- _Task to carry out_
Below are the records. Retype exactly the lines between the lines holding "Regex global" and "### LINKED ISSUE #1654: Use", inclusive.
☆ ☆ ☆ ☆
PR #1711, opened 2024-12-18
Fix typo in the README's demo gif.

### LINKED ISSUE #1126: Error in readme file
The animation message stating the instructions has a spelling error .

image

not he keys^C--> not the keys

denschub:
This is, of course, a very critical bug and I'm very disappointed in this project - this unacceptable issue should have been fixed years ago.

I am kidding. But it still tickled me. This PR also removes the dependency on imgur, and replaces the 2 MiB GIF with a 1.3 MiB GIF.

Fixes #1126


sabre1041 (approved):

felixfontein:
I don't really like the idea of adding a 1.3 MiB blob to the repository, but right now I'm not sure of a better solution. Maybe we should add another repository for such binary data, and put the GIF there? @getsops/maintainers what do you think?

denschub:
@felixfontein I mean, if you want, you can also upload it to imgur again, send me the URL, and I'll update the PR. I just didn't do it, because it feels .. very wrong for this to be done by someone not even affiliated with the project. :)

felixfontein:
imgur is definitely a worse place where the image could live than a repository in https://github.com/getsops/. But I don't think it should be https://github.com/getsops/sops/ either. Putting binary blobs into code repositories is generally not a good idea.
☆ ☆ ☆ ☆
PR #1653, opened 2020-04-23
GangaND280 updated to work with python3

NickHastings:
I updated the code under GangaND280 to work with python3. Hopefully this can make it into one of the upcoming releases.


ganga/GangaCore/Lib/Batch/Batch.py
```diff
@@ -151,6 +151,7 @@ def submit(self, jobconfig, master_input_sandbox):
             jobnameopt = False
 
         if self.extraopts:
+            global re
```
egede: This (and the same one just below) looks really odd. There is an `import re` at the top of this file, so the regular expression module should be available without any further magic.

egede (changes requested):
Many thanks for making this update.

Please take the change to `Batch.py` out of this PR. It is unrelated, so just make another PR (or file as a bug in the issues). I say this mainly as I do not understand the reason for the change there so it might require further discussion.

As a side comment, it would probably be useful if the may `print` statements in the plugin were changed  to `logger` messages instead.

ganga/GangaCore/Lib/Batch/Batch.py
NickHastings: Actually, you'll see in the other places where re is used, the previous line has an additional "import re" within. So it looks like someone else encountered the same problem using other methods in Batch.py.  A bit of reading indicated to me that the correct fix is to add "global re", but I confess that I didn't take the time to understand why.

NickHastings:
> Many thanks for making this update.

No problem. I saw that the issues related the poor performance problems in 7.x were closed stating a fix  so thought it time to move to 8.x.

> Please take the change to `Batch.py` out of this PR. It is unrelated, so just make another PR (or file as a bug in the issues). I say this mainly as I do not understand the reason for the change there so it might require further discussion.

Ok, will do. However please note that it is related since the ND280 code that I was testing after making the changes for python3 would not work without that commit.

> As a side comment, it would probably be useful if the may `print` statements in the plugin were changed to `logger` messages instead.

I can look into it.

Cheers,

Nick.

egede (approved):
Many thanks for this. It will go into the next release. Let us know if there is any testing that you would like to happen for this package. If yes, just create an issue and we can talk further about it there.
☆ ☆ ☆ ☆
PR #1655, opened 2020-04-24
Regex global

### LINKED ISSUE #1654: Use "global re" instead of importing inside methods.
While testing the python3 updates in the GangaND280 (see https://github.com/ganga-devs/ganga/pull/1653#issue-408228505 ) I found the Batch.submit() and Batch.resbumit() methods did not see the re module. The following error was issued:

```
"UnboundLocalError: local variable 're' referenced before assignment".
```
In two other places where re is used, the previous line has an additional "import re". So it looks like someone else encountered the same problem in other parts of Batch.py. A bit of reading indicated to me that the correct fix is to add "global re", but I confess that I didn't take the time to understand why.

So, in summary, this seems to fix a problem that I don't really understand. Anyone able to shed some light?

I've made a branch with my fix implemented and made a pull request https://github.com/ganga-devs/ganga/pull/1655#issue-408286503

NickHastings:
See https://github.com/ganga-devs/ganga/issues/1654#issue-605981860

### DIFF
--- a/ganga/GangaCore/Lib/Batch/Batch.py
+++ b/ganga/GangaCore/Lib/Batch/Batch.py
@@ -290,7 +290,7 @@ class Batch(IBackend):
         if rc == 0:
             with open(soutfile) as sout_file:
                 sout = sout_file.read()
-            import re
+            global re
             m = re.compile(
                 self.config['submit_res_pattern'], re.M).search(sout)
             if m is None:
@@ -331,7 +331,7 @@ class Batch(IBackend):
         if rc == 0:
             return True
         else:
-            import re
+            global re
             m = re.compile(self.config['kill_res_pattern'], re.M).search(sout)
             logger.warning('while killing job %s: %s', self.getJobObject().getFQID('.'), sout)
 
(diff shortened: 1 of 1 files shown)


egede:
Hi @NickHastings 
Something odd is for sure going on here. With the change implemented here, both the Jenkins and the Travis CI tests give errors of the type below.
☆ ☆ ☆ ☆
- _Answer to the exercise_
Regex global

### LINKED ISSUE #1654: Use "global re" instead of importing inside methods.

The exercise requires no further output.